We're still tuning the cadence. Some chunks feel right. Others arrive in a lump at the end while the underlying extraction finishes. The direction is settled; the consistency is not.

Two Ways to Buy
Customers buy the system of record, the agent, or both.
The system of record is the traditional product: upload drawings, get structured data out, export to Excel or your bid software. The agent (Bob) is the conversational layer on top, with usage-based pricing tied to the work it does. Customers who want both get a fully connected stack, where Bob can reference everything in the project model while running his own extractions. Customers who want the agent alone run it as an estimator's chat companion, no upload step, no project database.

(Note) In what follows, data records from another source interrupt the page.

PR #62, opened 2020-12-27
chore(chores): All the chores! And release 0.12.0

vladfrangu:
Basically take PRs, or issues, and do them all at once!

Major version time!

---

#### Credits

- https://github.com/discordjs/discord-api-types/pull/58 by @cherryblossom000 for GatewayActivityEmoji fix


v8/payloads/auditLog.ts
```diff
@@ -19,22 +19,72 @@ import type { APIWebhook } from './webhook';
  * https://discord.com/developers/docs/resources/audit-log#audit-log-object-audit-log-structure
  */
 export interface APIAuditLog {
+	/**
+	 * Webhooks found in the audit log
+	 *
+	 * See https://discord.com/developers/docs/resources/webhook#webhook-object
```
kyranet, line 25: This should use `@see`, now that TypeScript 4.1 [added support for it](https://devblogs.microsoft.com/typescript/announcing-typescript-4-1/#jsdoc-see-tag), same for everything else.

kyranet (dismissed):

v8/payloads/auditLog.ts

We deliberately don't force a customer to adopt our full estimation workflow before they can use the agent. The agent has to earn its place in the existing workflow first. Then the rest of the platform follows, or it doesn't.

What's Hard
A few things that don't fit neatly into the architecture story but matter every day.
Drawing styles vary so widely that no single extraction strategy works on every plan set. Hospital electrical drawings from a national MEP firm look nothing like a tenant-improvement set drawn by a regional EC. Bob has to recognize the style first, then pick the right extraction approach. We're not done with this.

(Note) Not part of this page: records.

PR #77, opened 2021-01-27
chore: miscellaneous tasks

vladfrangu:
~~With this PR, we are moving from `0.x` major releases to `1.x.x` major releases. No big changes, your code will work as is! Still debating if we should move to this or stay at `0.x` majors, but both would yield the same result~~ Decision was made - sticking to `0.x` 

Otherwise, this PR is a draft while I.. draft up the release and check how up to date we are with Discord's documentation


kyranet (approved):

v8/rest/index.ts
```diff
@@ -638,7 +638,7 @@ export const OAuth2Routes = {
 } as const;
 
 /**
- * Freeze route object
+ * Freeze Oauth2 route object
```
iCrawl, line 641: OAuth2

iCrawl (approved):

Cross-discipline checks (electrical against mechanical against plumbing on the same floor) are still mostly out of scope. An estimator catches conflicts across trades by walking the drawings. Bob catches them within a trade. The cross-discipline version is a different problem and we haven't shipped it yet.
The conversational interface looks effortless when it works. When the agent gets confused or misroutes a query, the recovery path is awkward. Reset and retry is the current answer. We'd like better.
Why This Matters
The construction industry processes $1.3 trillion in annual U.S. spending, and the estimating workflow hasn't fundamentally changed in decades. You still have a human staring at drawings, counting things, and typing numbers into spreadsheets. The bottleneck isn't extraction. Plenty of tools extract.
The bottleneck is reasoning: cross-referencing sources, flagging discrepancies, deciding what's a real conflict versus a cosmetic one, escalating to the estimator only when escalation is warranted. That's the work. That's where an agent earns the seat.
We're not done. Bob's accuracy on some drawing styles isn't where we want it. The cross-discipline reasoning isn't shipped. The recovery path when the agent misroutes is rough. But the architecture is right, and the deployment pattern (run inside the tool the estimator already has open) is right.
If you're building agents for a skeptical industry, consider that the chat surface is the easy part. The hard part is whether the thing on the other end of the chat actually reasons about the work, or just summarizes it.